Google's $30 billion in proposed foreign M&A spending paired with $11 billion in free cash flow per annum is enough capital to move foreign VC trends. Foreign invested venture capital totaled $14.4 billion in 2013. Google's unwillingness to bring cash back to the United States due to taxation will force VC firms to identify opportunities in markets outside the United States.
Furthermore, Google isn't the only multinational company involved in M&A, Apple, and Microsoft (NASDAQ:MSFT) may decide to accelerate M&A related activity, as foreign cash holdings at these two companies is at record highs.
For the most part, Google's desire to invest in foreign start-ups can be thought of as a good thing.
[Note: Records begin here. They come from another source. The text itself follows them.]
Issue #665, opened 2018-08-16
dosdebug: dynamic support for symbol maps


stsp:
Currently dosdebug has the symbol map support
and uses the one for bios.S. But for fdpp it would
be very useful (I mean, really very useful) to be
able to load the map dynamically via some API,
rather than the one prepared during build, like is
done for bios.S. Besides loading, the API should
also exist for relocation, i.e. when freedos relocates,
the map should be updated.

Andrew, how feasible is that? I think you've done
already all the needed work, so API is the only
missing part? If we have any idea on what such
API should look like, then I can quickly implement
in fdpp and try out. Without symbols, debugging
fdpp is a pain.

andrewbird:
It doesn't have an API, but doesn't `rusermap` do what you ask (if you have a mapfile of course)?

stsp:
Mapfile exists, but `rusermap` likely doesn't
support relocations. freedos relocates a couple
of times, and the map have to be updated.
I wonder how `rusermap` works at all, it probably
can only be used for bios.S that have a static
location, and is therefore completely useless.
Or is it better than I think it is?

andrewbird:
It is possible to adjust the addresses in a mapfile by specifying an origin as you load it, but I've never had cause to use that myself. Using `rusermap` overwrites all the current symbols (but not the bios.S ones), so appending is not possible and might work fine for your case of symbols moving.

Anyway probably the API would make things easier for you I guess.

stsp:
> It is possible to adjust the addresses in a mapfile by specifying an origin as you load it

Where to get it from?

> appending is not possible and might work fine for your case of symbols moving.

You mean by re-loading it by hands, w/o even
knowing the relocation address?

andrewbird:
I had figured you knew the relocation address. What do you have in mind for an API?

stsp:
> I had figured you knew the relocation address.

But even when you load an unrelated prog, where
do you get that addr? I just wonder if `rusermap` is
of any use, because w/o the start addr it certainly is
not.
As for freedos - it decides on its own where to
relocate (to HMA or elsewhere), but I am installing
the hook and update the symtab in fdpp. I can call
the same hook into dosemu2.

> What do you have in mind for an API?

Perhaps just same as rusermap: load the symbol
file from disk, and a function of this kind:
`void RelocHook(UWORD old_seg, UWORD new_seg, UDWORD len)`

andrewbird:
[...]

Issue #471, opened 2017-09-24
dosdebug: Question about Dosemu symbols


andrewbird:
So on a local side project I'm experimenting with tweaks to dosdebug, that if good enough hopefully could be integrated back into Dosemu2. I notice that dosdebug loads the dosemu.bin symbols at startup
~~~
Reading map file nm /clients/common/dosemu2.git/2.0-pre7/bin/dosemu.bin | grep -v '\(compiled\)\|\(\.o$\)\|\( a \)' | sort
7787 symbol(s) processed
highest address 019bb050(_end)
dosdebug> 
~~~
I've never noticed where these symbols get used, and also wonder if that means dosdebug could step into 32bit code. Can anyone enlighten me?

stsp:
> So on a local side project I'm experimenting with tweaks to dosdebug,

Which ones and how do they relate to dosemu.map?

> I've never noticed where these symbols get used, and also wonder
> if that means dosdebug could step into 32bit code.

It was most likely for bios.S.
But today the addresses do not match
so they should be offsetted for this to work
again. I guess some very old dosemus had
a separate ELF entry for bios (or, likely, it
was not even ELF but a-out) that was mapped
directly to DOS addresses, so this could work.
To the date we have more relocation levels
than the one could ever desire. :)

andrewbird:
> Which ones and how do they relate to dosemu.map?

Actually only very loosely. I mentioned before that I'd switched dosdebug from pipes to unix socket to avoid the lossy transfer. I followed your suggestion to have tracing whilst waiting for key press log to a file and that solved the interactivity problem. I implemented this by opening the file in the dosdebug client and then pass the open descriptor over the socket. This meant i could run dosemu as root if necessary and it still function over NFS with root squashing, files were always owned by the client's user and their location relative to the client. Finally I was looking at other dosdebug commands that use files, which included `rmapfile`, to see if it was worth doing the same file descriptor passing technique for those. So in reality I wondered if I was missing some great feature of dosdebug :smile: 

Current tweaks include:
 - make debugger use unix domain sockets (can use abstract sockets on Linux)
 - make debugger use gnu readline (command recall, history, completion, help etc)
 - make debugger optionally use tracefile.

BTW I came across [capstone](https://github.com/aquynh/capstone) which looks interesting

andrewbird:
Thanks for the info, closing.

stsp:
> I implemented this by opening the file in the dosdebug client and
[...]

PR #880, opened 2019-07-10
Dosdebug 40

andrewbird:
For discussion on #665


src/plugin/debugger/mhpdbgc.c
```diff
@@ -345,86 +355,134 @@ static int check_for_stopped(void)
...
+  if (argc >= 4) {
+    if (!getval_ui(argv[3], 16, &origin)) {
+      mhp_printf("error: origin parse error '%s'\n", argv[3]);
+      return;
+    }
+  } else {
+    origin = 0;
+  }
+
+  num = usermap_load_file_mslink(argv[2], origin);
```
stsp: It would be better to just write errors inside
the func itself, and only return err/ok to the
caller.
Btw, why "mslink"? How about gnu ld?

stsp:
I don't think we need delsym or movblk.
All we need is a func that I can call from fdpp.c
to relocate the symbols.

stsp:
You can as well add such a func to fdpp.c
yourself, and its prototype can be seen in
`thunks.cc`, `RelocHook()`

src/plugin/debugger/mhpdbgc.c
andrewbird: `usermap_load_file_mslink` is the existing map file parsing just split out to a separate function.

I had figured on creating a `usermap_load_file_gnuld` and returning the same error codes, but I certainly can put them back in the parse function.

andrewbird:
> I don't think we need delsym or movblk. All we need is a func that I can call from fdpp.c to relocate the symbols.

movblk is a proof of concept only for your relocate so it can be removed, but I do think that deleting a rogue symbol could be useful in dosdebug cli though.

src/plugin/debugger/mhpdbgc.c
stsp: If you want a common error handling
for printing, just create a separate function
for that. There are many attempts to
standardize the way of returning the optional
error info to user (`errno` in posix, exceptions
in C++ etc), but using the funky enums for that
is almost always an anti-pattern.

stsp:
> rogue symbol could be useful in dosdebug cli though.

Isn't `clear` just enough?
I can't think of the pattern where you'd need to
delete the symbols selectively.

src/plugin/debugger/mhpdbgc.c
andrewbird: okay, done.

andrewbird:
I'll work on figuring out how to parse a gnu map file.

stsp:
> movblk is a proof of concept only for your relocate

Agree.

andrewbird:
How do you feel about limiting the length of section names in FDPP? I don't see any way to prevent GNU ld from splitting the line in its map file e.g.
`INIT_TEXT_START` gives
~~~
 INIT_TEXT_START
                0x0000000000000000        0x0 kernel.o
~~~

Whereas `HMA_TEXT` gives
~~~
 HMA_TEXT       0x0000000000000000       0xd5 kernel.o
~~~

These fragments are awkward to handle?

stsp:
> These fragments are awkward to handle?

`sed 's/^\( *[^ )]\+\)$/\1\\/' kernel.map |cpp -P`

andrewbird:
Mmm, I feel a lot better now that's fixed.

andrewbird:
I pushed a test commit that processes kernel.map into symbols. Not added the relocation hook yet, but can you see if the symbols are where you expect them to be (before they are moved)?

Test as follows:
~~~
    dosdebug> usermap clear
    dosdebug> usermap load kernel.map 0x600
    dosdebug>
    reading Gnu LD map file 'kernel.map'
    symbol table now contains 252 symbol(s)
    dosdebug> usermap list
    dosdebug>
      0600:0002     _LowKernelConfig
      0610:0100     _intvec_table
      0610:0119     _int1e_table
      0610:0127     _TEXT_DGROUP
    <snip>
      0679:0000     _DATASTART
      0679:000e     _NetBios
      0679:001a     _NetRetry
      0679:001c     _NetDelay
      0679:001e     _DskBuffer
      0679:0022     _inputptr
      0679:0024     _first_mcb
    <snip>
~~~

andrewbird:
BTW `usermap list` will be truncated some point for you as it fills the pipe to dosdebug.

andrewbird:
> You can as well add such a func to fdpp.c
yourself, and its prototype can be seen in
thunks.cc, RelocHook()

Don't I have to add another function pointer to `struct fdpp_api` so that fdpp's `RelocHook()` can call it in dosemu's fdpp plugin like `fdpp->dbg_move_symbols(oldseg, newseg, paragraphs)` in a similar fashion to how `fdlogprintf()` prints in dosemu's log file?

stsp:
Yes, indeed.
However, I've got your point with POC, so if
you don't want to add it to fdpp just yet, then
the POC (as new commands that do the same)
can do too. Please do whatever you find more
appropriate.

andrewbird:
Seems to work now (with my fdpp branch symbols01). One oddity though unassembly seems to want to match address in immediates with symbols. I'm sure that's bug around `__HMATextAvailable` being zero, but I'm not sure that's desirable anyway, see below:
```c
dosdebug> u reloc_call_int2f_handler
dosdebug> 

reloc_call_int2f_handler:
0764:0523 EB40             jmp  short 0565 ($+40)
_prev_int2f_handler:
0764:0525 31F1             xor  cx,si(__HMATextAvailable)
0764:0527 00F0             add  al,dh(__HMATextAvailable)
0764:0529 4B               dec  bx(__HMATextAvailable)
0764:052a 42               inc  dx(__HMATextAvailable)
0764:052b 00EB             add  bl,ch(__HMATextAvailable)
0764:052d 07               pop  es(__HMATextAvailable)
0764:052e 0000             add  [bx+si],al(__HMATextAvailable)
0764:0530 0000             add  [bx+si],al(__HMATextAvailable)
0764:0532 0000             add  [bx+si],al(__HMATextAvailable)
0764:0534 00CB             add  bl,cl(__HMATextAvailable)
0764:0536 08C0             or   al,al(__HMATextAvailable)
0764:0538 7404             je   053E ($+4)
0764:053a B80100           mov  ax,0001
0764:053d F9               stc(__HMATextAvailable)
0764:053e CA0200           retf 0002(__HMATextAvailable)
0764:0541 1E               push ds(__HMATextAvailable)
0764:0542 2E8E1E3100       mov  ds,cs:[0031](__HMATextAvailable)
dosdebug> u __HMATextAvailable
dosdebug> 

__HMATextAvailable:
0764:0000 0000             add  [bx+si],al(__HMATextAvailable)
0764:0002 0000             add  [bx+si],al(__HMATextAvailable)
0764:0004 0000             add  [bx+si],al(__HMATextAvailable)
0764:0006 0000             add  [bx+si],al(__HMATextAvailable)
0764:0008 0000             add  [bx+si],al(__HMATextAvailable)
0764:000a 0000             add  [bx+si],al(__HMATextAvailable)
0764:000c 0000             add  [bx+si],al(__HMATextAvailable)
```

stsp:
This is a but definitely, as these instructions
do not even have the immediate address in their
argument. So this is a nonsense.

andrewbird:
I found it, see 3rd commit

andrewbird:
actually you'll need to look at 
https://github.com/stsp/dosemu2/blob/0f6966d1fe74d6a94a8d2e86a2acc24f2ffa0b33/src/base/video/instremu.c#L1020
before we can change this

andrewbird:
I'll drop the patch, I'm sure it's wrong, but fiddling with disasssembler internals is not for me at the moment.

stsp:
> I'll drop the patch, I'm sure it's wrong

In this refoff stuff or otherwise?

andrewbird:
My interpretation of refoff, so I pushed an alternative that at least makes it clear that it's a kludge.

stsp:
Perhaps setting `refoff = -1` in `dis_8086()` would help?
Yes, I see a few `refoff += xxx` things, but I suppose it
was assigned before that...

andrewbird:
Just revisiting the capstone disassembler I mentioned in #471. I have a question is it valid 16 bit code to cross segment boundaries?
for example I have  5 byte instruction
```asm
0070:fffe pop	word ptr es:[0x2e]
```
Would the next address to be executed be `0070:0003` or something else?

stsp:
I think you should try the experiment, as I
don't know. The rules may even differ between
RM and v86 (i.e. I would expect an exception
in v86 mode).
But why does this matter?

andrewbird:
Capstone doesn't understand seg:ofs addressing. Addresses are treated as linear so I have to wrap by hand and I'm not sure if it's a real world scenario.

stsp:
Are you seriously at replacing the built-in disasm?

andrewbird:
Just looking at what's involved.

andrewbird:
OT: one of my commit message shows 
~~~
    0764:05ad 2E8E1E3100       mov  ds,cs:[0031]
    0764:05b2 E81B03           call 08D0 ($+31b)(_syscall_MUX14)
    0764:05b5 83C406           add  sp,0006
    
    revert
~~~

`revert` at its end. When I try to reword it `during git rebase -i` that word isn't there, do you have any idea why that might be? Note I did have to `git reset --hard HEAD^` my devel branch earlier as it looked like you'd force pushed to devel.

andrewbird:
Updated updated this and fdpp branch for auto load of FDPP symbols.

andrewbird:
Not sure about the last one, it's a kludge but I don't fancy fiddling with disassembly. I you have a proper fix I'm happy to drop it.

stsp:
OK, but where is the fdpp patch?

stsp:
Have you tried setting refoff to -1 instead in dis_8086()?

andrewbird:
fdpp patch is in https://github.com/stsp/fdpp/pull/89

I didn't try the -1 thing, dis_8086 is used for other stuff than just dosdebug. Better done by someone who understands it.

stsp:
> I didn't try the -1 thing, dis_8086 is used for other stuff than just dosdebug.

It really shouldn't be the case (except for some logging).
It shouldn't even compile w/o dosdebug support.

andrewbird:
Force pushed for revised fdpp api changes. Calcs now done with linear addresses.

src/plugin/fdpp/fdpp.c
```diff
@@ -86,6 +87,14 @@ static void fdpp_call_noret(struct vm86_regs *regs, uint16_t seg,
     *regs = REGS;
 }
 
+static void fdpp_relocate_notify(uint16_t oldseg, uint16_t newseg,
+                                 uint16_t startseg, uint32_t blklen)
```
stsp: startseg??

andrewbird: Oh boy, that's not right. Too much of a hurry this morning, standby.

andrewbird:
pushed again

stsp:
Will look tomorrow.

stsp:
Thanks.

Issue #763, opened 2019-01-26
Question: How to get normalised DOS segment from unix pointer value?


andrewbird:
I'm looking at adding a dosdebug command to walk the MCB chain and display the memory blocks DOS has allocated. The main reason for this is that I'm thinking that I'm probably going to need it to determine the origin value for `rusermap` loading of symbols. I have the walking working but I'm having a mental block on how to turn (struct MCB *) into seg:off for display. I guess I'm asking if there's a function to do the opposite of MK_FP32()?
~~~
dosdebug> mcbs
dosdebug> 
afcf:0000 0320 [DOS]
afcf:0000 0126 [COMMAND]
afcf:0000 0004 [FREE]
afcf:0000 0010 [03793]
~~~

stsp:
There are many ways to do this,
and every one have its own problems.
For example you can use DOSADDR_REL()
macro to get a dos addr from MEM_BASE32()
addr, but I suspect your addr is not
MEM_BASE32(), but rather a 64bit
LOWMEM() addr, from which I don't
remember any conversion macro.
Half of the FAR emulator complexity
in fdpp is dedicated to solving exactly
that trivial task. :)
So I dont think you want to have it solved
the hard way. Better to try and keep the
segment from the very beginning. I.e.
when you convert the far addr to MCB*
for the first mcb, store the far addr
somewhere too, and add size to it,
normalizing it aftereards. Yeah, dosemu2
sometimes turns the trivial tasks into a
hard ones, and fdpp could be much simpler
w/o the pointer magic.

stsp:
Yes, I've seen that too, I think it
was easier for Bart to make a 64bit
port that way. You can of course
rename it. Also you can do the conversion
by hands if you want, for example by
subtracting LOWMEM(0) from an addr
(as we know this is contiguous)

ecm-pushbx:
> I wonder why the last MCB has no name(I printed the owner_id in that case)?

Only MCBs that are self-owned (usually PSPs) have a name field, or those that are system owned (but if the first character is "S" then only up to two characters are used for the name). MCBs for environment blocks or other allocations refer to an owner, whose MCB's name applies to that other allocation too.

PR #881, opened 2019-07-10
macros: Rename SEG2LINEAR to reflect its use

andrewbird:
The macro SEG2LINEAR was incorrectly named as in fact it returns a unix
pointer rather than linear address value, so rename it to SEG2UNIX and
change all its callers. Mentioned in #763


stsp:
Thanks.

PR #889, opened 2019-08-05
Dosdebug 42

andrewbird:
1/ Small tidy up
2/ Add `usermap search <prior|nearest> [ADDR]` subcommand
3/ Add `symbol` synonym

### DIFF
--- a/src/plugin/debugger/mhpdbgc.c
+++ b/src/plugin/debugger/mhpdbgc.c
@@ -86,6 +86,7 @@ static void mhp_bcintd  (int, char *[]);
 static void mhp_bpload  (int, char *[]);
 static void mhp_mode    (int, char *[]);
 static void mhp_usermap (int, char *[]);
+static void mhp_symbol  (int, char *[]);
 static void mhp_kill    (int, char *[]);
 static void mhp_memset  (int, char *[]);
 static void mhp_print_ldt       (int, char *[]);
@@ -146,6 +147,7 @@ static const struct cmd_db cmdtab[] = {
    {"bplog",         mhp_bplog},
    {"bclog",         mhp_bclog},
    {"usermap",       mhp_usermap},
+   {"symbol",        mhp_symbol},
    {"kill",          mhp_kill},
    {"ldt",           mhp_print_ldt},
    {"log",           mhp_debuglog},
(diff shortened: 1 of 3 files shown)


stsp:
Are you sure this should be handled
by 'usermap'? I would be surprised if
eg in gdb the same command will be
used for loading symtab and for
displaying the line number (info line)
or symbol name (info sym).
My preference would be 'sym' with
an optional address argument, or
something like that.

In your example the offset is negative...
Could you please only search backwards
to get the positive offsets?

andrewbird:
> My preference would be 'sym' with
an optional address argument, or
something like that.

Sure, as you like.

> Could you please only search backwards
to get the positive offsets?

Not sure I understand this? Do you want to only display the absolute distance, or do you want to eliminate all symbols with addresses higher than the target?

stsp:
Eliminate?? Only display of course.
But w/o any negative offsets like -42.
Only +42

andrewbird:
So either:

```C
dosdebug> t
    system state: stopped
    AX=40d2  BX=0001  CX=0001  DX=00d9  SI=35d3  DI=0001  SP=35a6  BP=35ac
    DS=1464  ES=0541  FS=0000  GS=0000  FL=000a3346
    CS:IP=ffff:01d2       SS:SP=1464:35a6
    
    ffff:01d2 8EDA             mov  ds,dx

dosdebug> sym prior CS:IP # displays nearest lower symbol to CS:IP 
    _prev_int21_handler @ ffff:01a7 distance 43
```
or
```C
dosdebug> t
    system state: stopped
    AX=40d2  BX=0001  CX=0001  DX=00d9  SI=35d3  DI=0001  SP=35a6  BP=35ac
    DS=1464  ES=0541  FS=0000  GS=0000  FL=000a3346
    CS:IP=ffff:01d2       SS:SP=1464:35a6
    
    ffff:01d2 8EDA             mov  ds,dx

dosdebug> sym nearest CS:IP # displays nearest symbol to CS:IP 
    _some_following_symbol @ ffff:01e2 distance 16
```

stsp:
Yes, I am talkig about the first one.
Second it unlikely ever needed.

andrewbird:
Force pushed, better?

stsp:
Yep, though are you sure you need "prior"?
Or just making it an implicit default? :)

andrewbird:
It was room for expansion, perhaps one day we might need other subcommands alongside to say add symbols on the fly `symbol add` / `symbol delete` etc, but I can remove it?

stsp:
I suppose add/delete etc can be done by usermap.
You can as well implement some "usermap search prior <addr>"
or whatever (which is I think what you did initially),
but "symbol" is just a short-cut for such thing that
passes "prior" and the current CS:IP as addr automatically.
So if you want, the combined patch would be fine
too (usermap with all the complexity and the simple
wrapper on top). I hope you haven't lost your original
patch yet. :)

andrewbird:
:smile: of course i didn't bother to branch I just did `git commit -a --amend`! No matter I can redo it

stsp:
No, you can still recover it via `git reflog`.
Its very easy, take 2 minutes to get used to
`git reflog` rather than to rewrite.

andrewbird:
I had recovered orphaned commits before, but I guess `git reflog` has been enhanced because it was never that easy, thanks.

andrewbird:
Updated and force-pushed.

stsp:
Why do you really need "nearest"?

stsp:
See it that way:
Function is a one big symbol.
Data structure is a one big symbol.
"symbol" command find the name of
the current symbol. To find that name,
it needs to find its start address, but
never a nearest or end address.
Maybe finding the end address can be
useful too, for example to put breakpoint
to the end on the function. But nearest -
just for what?

stsp:
What you really supposed to find, is not before
or after, its just _current_ symbol. If you had a
symbol sizes, then this "before" wouldn't be needed
to, as the search would be only within the symbol's
size.

andrewbird:
done

src/plugin/debugger/mhpdbgc.c
```diff
@@ -590,6 +592,46 @@ static void mhp_usermap(int argc, char *argv[])
...
+
+    if (!mhp_getadr(argv[1], &target, &seg, &off, &limit)) {
+      mhp_printf("Invalid address\n");
+      return;
+    }
+  } else {
+    target = SEGOFF2LINEAR(_CS, _IP);
+  }
+
+  for (i = 0, lastd = UINT32_MAX; i < user_symbol_num; i++) {
```
stsp: -1 usually works, but doesn't matter much.

stsp:
Thanks!
I didn't mean you can't base it on top of
search, but search can be added later. :)

Issue #771, opened 2019-01-31
relocate boot drives


stsp:
Currently they are D-F.
Relocate elsewhere, and make it so that the
driver letters are not hard-coded in config/autoexec.

stsp:
All extensions to make drives relocatable, are
implemented here and in fdpp.
They are quite interesting.
For example, you can now pass env block
from dosemu to fdpp, and autoexec is now
different (called autofdpp.bat).
There are no hardcoded drives in fdppconf.sys/autofdpp.bat.
Quite surprisingly, no extensions were needed
to any command.com. They all are ready to
expand the variables in their cmd line (not only
in a bat file they process). So the
`shellhigh=command.com /e:1024 /k %FDPP_AUTOEXEC%`
works with any command.com.

stsp:
So now there is no longer the install, and also
the boot drives can be relocated.

@andrewbird @bolle732 
Can we now re-hash your requirements and see
if you still can't use the new features w/o the compatibility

It communicates to investors where more than half of free cash flow will be headed.
The present investment strategy of holding cash in foreign paper assets could be thought of as both counter-productive and subject to currency and interest rate related risk. While currency hedges may offset volatility, the global investment environment is both unpredictable and extremely difficult to navigate even with currency hedges. Furthermore, risk controls for paper assets, and the like can be difficult to implement properly when foreign investment reaches into the multiple billions. Therefore, strategic M&A activity sounds extremely prudent and justifiable at the present time.
Furthermore, promising investment ideas have continued to emerge in Europe, Middle East, Asia, and South America. Early stage funding is improving, and over the next five years it's likely that VC firms will warm up to the idea of investing into unproven business ideas i.e., "pre-revenue" stage. A more viable exit strategy has emerged with multinational technology companies like Google communicating to shareholders that foreign M&A will become a larger component of cash flow use.
Overall, I anticipate Google to accelerate earnings, reduce tax exposure, and increase book value over time with this strategy. If Google can generate success similar to Yahoo! Google's book value, and share buy-backs will increase significantly in future years. However, overnight results are unlikely, and it will take us five years to truly understand the impact from investing $30 to $60 billion in foreign cash flow.
Disclosure: I have no positions in any stocks mentioned, and no plans to initiate any positions within the next 72 hours. I wrote this article myself, and it expresses my own opinions. I am not receiving compensation for it (other than from Seeking Alpha). I have no business relationship with any company whose stock is mentioned in this article.